AWS Lake Formation.
Data Lake, LakeFormation, 2025
AWS Lake Formation = Scaled Data Lake + Scaled Security Provisioning
We will provision access to the users based on the mapped tags to the database
IAM Setup
Data Lake Adminstrator
kfn-lf-admin These are few of policies which we will need by the lake admin. Apart from Data Lake Admin who will configure the policies on the lake, we are going to use Athena, Redshift and Glue so that we can distunguish between the other roles which will configure.
Service Linked Role
A service-linked role is a special type of AWS IAM role that is predefined and managed by an AWS service, allowing that service to perform actions on our behalf.
{
"Version": "2012-10-17",
"Statement": [
{
"Effect": "Allow",
"Action": "iam:CreateServiceLinkedRole",
"Resource": "*",
"Condition": {
"StringEquals": {
"iam:AWSServiceName": "lakeformation.amazonaws.com"
}
}
},
{
"Effect": "Allow",
"Action": [
"iam:PutRolePolicy"
],
"Resource": "arn:aws:iam::528454491151:role/aws-service-role/lakeformation.amazonaws.com/AWSServiceRoleForLakeFormationDataAccess"
}
]
}
Analyst and Engineer Roles
Analyst
{
"Version": "2012-10-17",
"Statement": [
{
"Effect": "Allow",
"Action": [
"lakeformation:GetDataAccess",
"glue:GetTable",
"glue:GetTables",
"glue:SearchTables",
"glue:GetDatabase",
"glue:GetDatabases",
"glue:GetPartitions",
"lakeformation:GetResourceLFTags",
"lakeformation:ListLFTags",
"lakeformation:GetLFTag",
"lakeformation:SearchTablesByLFTags",
"lakeformation:SearchDatabasesByLFTags"
],
"Resource": "*"
}
]
}
Data Engineer. May be we can down select even further
{
"Version": "2012-10-17",
"Statement": [
{
"Effect": "Allow",
"Action": [
"lakeformation:GetDataAccess",
"lakeformation:GrantPermissions",
"lakeformation:RevokePermissions",
"lakeformation:BatchGrantPermissions",
"lakeformation:BatchRevokePermissions",
"lakeformation:ListPermissions",
"lakeformation:AddLFTagsToResource",
"lakeformation:RemoveLFTagsFromResource",
"lakeformation:GetResourceLFTags",
"lakeformation:ListLFTags",
"lakeformation:GetLFTag",
"lakeformation:SearchTablesByLFTags",
"lakeformation:SearchDatabasesByLFTags",
"lakeformation:GetWorkUnits",
"lakeformation:GetWorkUnitResults",
"lakeformation:StartQueryPlanning",
"lakeformation:GetQueryState",
"lakeformation:GetQueryStatistics"
],
"Resource": "*"
}
]
}
Data Lake Setup
Using the Data Lake Admin just to show all the tables are available for query
S3
We are creating 2 tables.
AWS Glue Crawler
AWS Glue Database / Tables
Querying the Data lake via Athena
Querying the Data lake via Redshift
Now Lake Formation
Step 1: Setup the LF datalake administrators.

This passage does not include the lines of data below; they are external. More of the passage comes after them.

PR #3044, opened 2017-01-05
Add new option 'docker_selinux_enabled'

mtnbikenc:
Allows controlling 'selinux-enabled' docker options
Can be set to true or false

https://bugzilla.redhat.com/show_bug.cgi?id=1392742

### DIFF
--- a/roles/docker/tasks/main.yml
+++ b/roles/docker/tasks/main.yml
@@ -96,7 +96,7 @@
     dest: /etc/sysconfig/docker
     regexp: '^OPTIONS=.*$'
     line: "OPTIONS='\
-      {% if ansible_selinux and ansible_selinux.status == '''enabled''' %} --selinux-enabled{% endif %}\
+      {% if ansible_selinux.status | default(None) == '''enabled''' and docker_selinux_enabled | default(true) %} --selinux-enabled {% endif %}\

We will be using the lake admin role we have been using for this.
Step 2: Data Lake Location
We can use Data Location as an additional layer of securing roles having access to the data.
Step 3: Setting up Tags
We will use tags as an additional layer of securing roles having access to the data.
Step 4: Setting up permission of Tags to Tables
Step 5: Setting up permissions of Data Permissions of User based on Tags
Now that we have setup tables and associated the tags for access to the tables, we now would need to associate the tags to users so that users can access to the ables based on matched tags.
Testing LF Analyst
Only LF Tag Data Sensitivity: sensitive need to be visible.
Only the table “balls” is available to the LF Analyst user. The match table is not available.
Testing LF Enginer
Providing access to tables and databased with Tag DataSensitivity: internal
The engineer does not have access to the balls table.
But the engineer does have access to the Match table
Some more interesting play
The database is set with tag value: sensitive. But I did override the Match with tag value internal. That is why the value is mentioned as overridden in the match table.
The implication for this is that, the database describe is not assessable for the engineer but the Match table is query-able.